Churchill's famous quote,
Brian 3:26
yeah.
Jason 3:26
So this system has evolved over a century or two of time as the scientific enterprise kind of started building as we recognize it now. And no, it's not perfect by any means, and people are looking at ways of changing it. So there's like, open peer review, where you publish and then people just comment on it, which has all the pros and cons of everything else on the internet that's just open for people to comment on,
Brian 3:47
just like Wikipedia, right?
Jason 3:49
Yeah, peer review, as currently, as it currently stands, also has the same pros and cons, because peer reviewers are usually anonymous. And one thing the Internet has taught us is that sometimes when you have anonymity, you get permission to be nasty, and some people do that. And that is actually the infamous reviewer two that the game talks about a few times is that it's usually it's reviewer number two is that nasty person who just hates your work and didn't read it, and is just saying how much horrible stuff is in there, and you have to change all this stuff and so on and so forth.
Brian 4:16
Being on the other side of this, you know, being someone who does publish papers in almost everything that we do as scientists, you have to justify what you're saying. You either did the experiment or you can cite someone else who did the experiment. You can cite something that's passed peer review, that's out in common knowledge. When you are an anonymous reviewer, people will just say random stuff that's not justified. They don't provide their sources. They don't have to explain anything. And that's one of the only times that scientists get away with this crap.
Jason 4:43
And I will say this is not like this isn't every time,
Brian 4:46
no, no, no,
Jason 4:47
but it's not rare enough that it's a weird thing. Like most people have had an experience with THAT reviewer who just didn't get their thing,
Brian 4:54
and then you usually have an editor who's kind of acting like a referee.
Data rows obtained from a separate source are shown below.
PR #4377, opened 2023-07-27
CORE-15815: Reduce the number of open connections

yift-r3:
Add a cache of key stores in the `TrustStoresMap` so that two identical sets of certificates will have the same key store, and the same key in the connection manager, which will reduce the number of connections in the connection manager.

### DIFF
--- a/components/gateway/src/main/kotlin/net/corda/p2p/gateway/messaging/http/TrustStoresMap.kt
+++ b/components/gateway/src/main/kotlin/net/corda/p2p/gateway/messaging/http/TrustStoresMap.kt
@@ -1,5 +1,8 @@
 package net.corda.p2p.gateway.messaging.http
 
+import com.github.benmanes.caffeine.cache.Cache
+import com.github.benmanes.caffeine.cache.Caffeine
+import net.corda.cache.caffeine.CacheFactoryImpl
 import net.corda.crypto.utils.convertToKeyStore
 import net.corda.data.p2p.GatewayTruststore
 import net.corda.libs.configuration.SmartConfig
@@ -17,6 +20,7 @@ import net.corda.v5.base.types.MemberX500Name
 import org.slf4j.LoggerFactory
 import java.security.KeyStore
 import java.security.cert.CertificateFactory
+import java.time.Duration
 import java.util.concurrent.CompletableFuture
 import java.util.concurrent.ConcurrentHashMap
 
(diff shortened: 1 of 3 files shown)


components/gateway/src/main/kotlin/net/corda/p2p/gateway/messaging/http/TrustStoresMap.kt
```diff
@@ -44,6 +50,18 @@ internal class TrustStoresMap(
...
     private val entriesPerKey = ConcurrentHashMap<String, TruststoreKey>()
     private val trustRootsPerHoldingIdentity = ConcurrentHashMap<TruststoreKey, TrustedCertificates>()
+    private val keyStorePool: Cache<Collection<String>, KeyStore> = CacheFactoryImpl().build(
+        "P2P-Key-Store-Pool",
+        Caffeine.newBuilder()
+            .maximumSize(KEY_STORE_POOL_SIZE)
+            .expireAfterAccess(KEEP_KEY_STORE)
+    )
+
+    private fun TrustedCertificates.cachedKeyStore(): KeyStore? {
```
dimosr: can't this return `KeyStore` instead?

components/gateway/src/main/kotlin/net/corda/p2p/gateway/messaging/http/TrustStoresMap.kt
```diff
@@ -55,11 +73,11 @@ internal class TrustStoresMap(
 
     fun getTrustStore(sourceX500Name: MemberX500Name, destinationGroupId: String) =
         trustRootsPerHoldingIdentity[TruststoreKey(sourceX500Name, destinationGroupId)]
-            ?.trustStore
+            ?.cachedKeyStore()
             ?: throw IllegalArgumentException("Unknown trust store for source X500 name ($sourceX500Name) " +
                     "and group ID ($destinationGroupId)")
 
-    fun getTrustStores() = trustRootsPerHoldingIdentity.values.mapNotNull { it.trustStore }
+    fun getTrustStores() = trustRootsPerHoldingIdentity.values.mapNotNull { it.cachedKeyStore() }
```
dimosr: if you convert `cachedKeyStore` to return a non-nullable type, this could also be simplified to:
```suggestion
    fun getTrustStores() = trustRootsPerHoldingIdentity.values.map { it.cachedKeyStore() }
```

components/gateway/src/test/kotlin/net/corda/p2p/gateway/messaging/http/TrustStoresMapTest.kt
```diff
@@ -224,4 +225,42 @@ class TrustStoresMapTest {
...
+        )
+
+        testObject.getTrustStore(MemberX500Name.parse(source1X500Name), groupId)
+        testObject.getTrustStore(MemberX500Name.parse(source2X500Name), groupId)
+
+        verify(keyStore, times(1)).setCertificateEntry(any(), any())
+    }
+
+    @Test
+    fun `trust store creat the key sore more than once when the certificates are different`() {
```
dimosr:
```suggestion
    fun `trust store creat the key store more than once when the certificates are different`() {
```

dimosr (approved):

dimosr:
@yift-r3 thinking about this a bit more, a better way of resolving this might actually be to adjust `DestinationInfo`, so that it takes the actual certificates (e.g. as PEM strings). In this way, keying for caching will have proper equality checks and will behave as expected. And then these are converted to keystores only at the point of use, e.g. when establishing the connections. 

It also seems the same issue can happen with `clientCertificatesKeyStore` in the case of mutual TLS. So, we need to change this too to fix the issue properly.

They will read the paper, they will. Also look at the reviewers comments and say, like, hey, is this person out of line? They're the, pretty much the only people that get to say that.
Jason 5:06
But we don't have any of that in the game. In the game, all you have to do is you get enough cards to get to publish. So let's actually talk about this game before we dig into the nitty gritty of scientific publishing. The game has a few different types of cards. You've got your action cards, or what you draw into your hand and you used to play the game. There are publication cards, manuscript cards, which are what you collect to try to win the game. Each one's worth a certain number of citation points, because that's how we grade papers in science. Is how many times do other people cite the paper? And then there's some trivia cards, actually, that get used in a few cases, where they have random trivia from all sorts of different fields of science. And the experience there is, if you are in that field, then they're easy, and if you're not, they're super hard.
Brian 5:46
We experienced this. It's like, oh, these biology questions are way too easy. I don't even know what these terms are in the economics question,
Jason 5:53
yeah, which is probably exactly what it's meant to be. They're meant to be high level stuff, so that if you're not in the field, it's basically just random guessing. And the idea is that you go through, you're drawing your hand, you're collecting cards. And if you get certain numbers of the right resources that you can then get a manuscript. And there are five resources which are basically there just to have five different things you have to collect. There's writing, theory, references, data and ideas, and so different papers require different numbers of each of those. Usually they just require, like, two or three of some of them. Honestly, the manuscript cards, I think are the best part of this game, because they're all fully fleshed out with a journal and an article and a title and an abstract, which is like a brief summary of it, and they're just ridiculous. So I'm just going to flip through here. We've got the economics of Santa Claus, an analysis of infinite resource management procrastination patterns among academics, a case study of myself unpacking the aerodynamics of flying pigs. And then there's a whole paragraph describing what this article is about, and he does say he used a little bit of generative AI to help with that, because I know there's like, 50 or 60 of these cards. I don't know how someone would come up with all that for all of them. So they're actually quite fun to read, because they're just totally ridiculous.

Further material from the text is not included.